A news report I'd like to read:New agreement added to wedding ceremonies.A friend or relative of the wedding couple will serve as the supporter of a new
* additional wedding agreement. The Supporter will deliver the following, verbally and in writing, to each partner prior to the vows:
"I'd like you agree to call me immediately after your first heated (angry) argument. Together we will become clear about the incident so as to complete it; this clearing process supports us in communicating responsibly (from cause). It acknowledges our addiction to blaming and to abusing and being abused, to unconsciously setting life up to be abused.

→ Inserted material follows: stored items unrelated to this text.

PR #117, opened 2022-01-26
update default atlantis to 0.18.2

chenrui333:
relates to https://github.com/runatlantis/atlantis/pull/2018

### DIFF
--- a/charts/atlantis/Chart.yaml
+++ b/charts/atlantis/Chart.yaml
@@ -1,8 +1,8 @@
 apiVersion: v1
-appVersion: v0.18.1
+appVersion: v0.18.2
 description: A Helm chart for Atlantis https://www.runatlantis.io
 name: atlantis
-version: 3.15.1
+version: 3.15.2
 keywords:
 - terraform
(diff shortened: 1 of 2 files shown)


charts/atlantis/Chart.yaml
```diff
@@ -1,8 +1,8 @@
-apiVersion: v1
+0.18.2apiVersion: v1
```
lkysow, line 1: @chenrui333 this is malformed

charts/atlantis/values.yaml
```diff
@@ -1,4 +1,4 @@
-## -------------------------- ##
+0.18.2## -------------------------- ##
```
lkysow, line 1: same here

chenrui333: oh, i used the vscode replace. let me correct it

chenrui333: should be good now (codespace is still not ideal for such operations 😮‍💨 )

lkysow (approved):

Specifically, it acknowledges our addiction to withholding and to dragging remnants of prior arguments (incompletes) into supposedly new arguments. Talking about an incident causes more of the same whereas communication restores your integrity (specifically, disappearing blame and make-wrong) and puts you back in choice—to abuse or not. Can I count on you to honor this agreement?"
This Supporter's Agreement, a.k.a. the
Wedding Guest Vow, supports responsibility for all concerned. It supports the following premise:
Between couples there are no abuse "victims," merely consenting sparring partners.

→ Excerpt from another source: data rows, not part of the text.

PR #123, opened 2022-02-17
feat: support targetPort configuration in service

Tyrion85:
Currently, `targetPort` [is hardcoded in service template](https://github.com/runatlantis/helm-charts/blob/main/charts/atlantis/templates/service.yaml#L25) to value `4141` (hardcoded value for atlantis container port).

However, in certain scenarios it may be beneficial to customize `targetPort` for service - for example, when running a reverse proxy as a sidecar in front of atlantis for auth purposes.


lkysow (dismissed):

chenrui333 (approved):

chenrui333:
released as 3.17.0

PR #530, opened 2021-09-15
Add deprecation warning to Maui & vw_multi train commands

juhoinkinen:
Maui and vw_multi backends will be removed in release 0.56. This PR makes Annif show a deprecation warning when training these backends.


juhoinkinen:
I already added deprecattion notices to relevant Annif wiki pages.

PR #534, opened 2021-10-11
Adjust flask and click versions to avoid dependency mismatches

### LINKED ISSUE #533: Flask, Connexion, Click Dependency Mismatches
I observed a dependency mismatch in `annif==0.54.*` In fact I got this also for older versions.
This leads to an error exit code when using `pipenv`. I think you don't support `pipenv` at the moment. I still wanted to report this as other projects may want to use annif as dependency when using `pipenv`. Additionally the dependency conflict is still there even if it is not reported via exit code when using `pip`.

Steps to reproduce:
```
mkdir /tmp/pipenv_test
cd /tmp/pipenv_test
pipenv --python 3.8
pipenv install "annif==0.54.*"
```
This threw an error with respect to the version of `Werkzeug`: `Could not find a version that matches werkzeug<2.0,>=1.0,>=2.0`
Turns out that the most recent published version of `Connexion` requires `Flask<2.0` But Pipenv installed `Flask 2.0.2` I tried to install `Connexion` first. This would install `flask 1.1.4` which has a dependency `click<8.0,>=5.1`. This conflicts with the annif dependency specification `'click==8.0.*',`
Since the pinning is probably on purpose, I hand this over to you.
**Hint**: The current master of Connexion sets `'flask>=1.0.4,<3'` So this will probably be resolved in the future.

When installing using `pip` without `pipenv`, as done for the Docker container, this will print an error and install `click==8.0.3`. The exit code will indicate a success.

As a workaround with `pipenv` you can do the following:
```
pipenv shell
pip install "annif==0.54.*"
```
But is is not possible to add annif to a Pipfile.

osma:
This PR downgrades Click back to version 7.x and specifies that we don't want to use Flask 2, since it isn't compatible with the current version of Connexion that we're using (2.9.0). Hopefully this will fix the problem of installing Annif via `pipenv`

ping @mo-fu does this work for you?

Fixes #533 (hopefully)

### DIFF
--- a/setup.py
+++ b/setup.py
@@ -22,9 +22,9 @@ setup(
     install_requires=[
         'connexion[swagger-ui]',
         'swagger_ui_bundle',
-        'flask',
+        'flask>=1.0.4,<2',
         'flask-cors',
-        'click==8.0.*',
+        'click==7.1.*',
         'click-log',
         'joblib==1.0.1',
         'nltk',


mo-fu:
lgtm

PR #536, opened 2021-10-18
Allow rdflib version 6.*

mo-fu:
This relaxes the rdflib version dependency as requested by Nicholas Car.
I decided to keep the requirements loose. This allows the use of older versions of rdflib. When using `rdflib==6.*` with old Annif projects, the corresponding vocabularies have to be reloaded. Probably require retraining of projects.

Corresponding stwfsapy PR: https://github.com/zbw/stwfsapy/pull/40


osma:
Needs to be tested. Otherwise this should be trivial, but since Annif nowadays dumps the rdflib Graph object to disk in the loadvoc command, it might break if the original loadvoc is done using an older rdflib version. To test this

1. use Annif with old rdflib (5.x)
2. run `annif loadvoc` on some MLLM project
3. upgrade rdflib (6.x)
4. train the MLLM project

juhoinkinen:
I tested the above steps, and training fails with an error `ModuleNotFoundError: No module named 'rdflib.plugins.memory'`, but as @Osma said this is resolved by removing `subjects.dump.gz` file from the vocab directory (that forces recreation of the dump file). 

However, existing MLLM models keep working straightaway when rdflib is updated 5.0.0 -> 6.0.2.

Two minor points to note:
- rdflib 6 dropped support for Python <3.7
- In unit tests with version 6.0.* there are shown a bit confusing DeprecationWarnings: `graph.load() is deprecated, it will be removed in rdflib 6.0.0.` and `graph.preferredLabel() is deprecated and will be removed in rdflib 6.0.0.`
 
Seems that the deprecations did not end up to the [version 6 release](https://github.com/RDFLib/rdflib/releases/tag/6.0.0) as was intended at some point, but [the warning were neither updated](https://github.com/RDFLib/rdflib/issues/1356).

osma:
Thanks for testing @juhoinkinen !

> I tested the above steps, and training fails with an error ModuleNotFoundError: No module named 'rdflib.plugins.memory', but as @osma said this is resolved by removing subjects.dump.gz file from the vocab directory (that forces recreation of the dump file).

Could this be handled more gracefully in the code, for example by catching the error and then skipping loading of the dump file? Ideally the dump would be recreated with the new rdflib version so that subsequent train operations could again use it.

> rdflib 6 dropped support for Python <3.7

Ah, good catch. Annif still supports 3.6 so we need to maintain support for rdflib 5 as well. I think all should be well, because the new version declaration is `rdflib>=4.2,<7.0` which allows older versions as well.

> In unit tests with version 6.0.* there are shown a bit confusing DeprecationWarnings: graph.load() is deprecated, it will be removed in rdflib 6.0.0. and graph.preferredLabel() is deprecated and will be removed in rdflib 6.0.0.

I suppose the same operations can be done in a different way to avoid the warnings? Would doing that break with older rdflib versions? I think we want to avoid triggering these.

juhoinkinen:
I made a new branch [allow-rdflib-version-6](https://github.com/NatLibFi/Annif/tree/allow-rdflib-version-6) under NatLibFi's repo with commits resolving the discussed issues. Could that be merged to @mo-fu's fork so this PR would also contain the commits, or is making a new PR easier?

osma:
>  Could that be merged to @mo-fu's fork

It seems to me that @mo-fu has allowed pushing to the PR branch. The GitHub UI says (just below the comments here):

> Add more commits by pushing to the master branch on mo-fu/Annif.

So you should be able to push those commits there on your own. Some guidance:

https://docs.github.com/en/pull-requests/collaborating-with-pull-requests/proposing-changes-to-your-work-with-pull-requests/committing-changes-to-a-pull-request-branch-created-from-a-fork

https://tighten.co/blog/adding-commits-to-a-pull-request/

osma (approved):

All physical abuse begins with incident #1 (usually a non-verbal or verbal abuse) that was not resolved through to mutual satisfaction. The "victim" did not insist upon their partner communicating, "I get that what I said earlier did not feel good."

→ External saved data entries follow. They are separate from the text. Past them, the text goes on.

PR #527, opened 2021-09-01
Add spaCy analyzer

osma:
Initial draft PR of new spaCy based (optional) analyzer.
Fixes #374

TODO items:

Note 1: This agreement is not meant to prevent divorces, only to support mutually satisfying open and honest, blame-free, supportive relationships—whether a couple remains married or not.
Note 2: An argument is seldom about what each believes it's about; the burnt toast is just the trigger. The majority of arguments are about an earlier similar incident (often during childhood) that was not completed through to mutual satisfaction. Given our propensity for stuffing thoughts, ostensibly in the name of harmony, we accumulate dozens of
withholds that become
incompletes; typically, we explode abusively with a litany of collected incompletes. The situation is somewhat resolved but the source of the incident (who caused it, who intended it) was not acknowledged and so it's added to the list of incompletes that often include, "You never ...", "You always ...". "He always ...", etc. This knee-jerk pattern of blaming is repeated, even after the divorce.
* Actually, this has always been an implied agreement.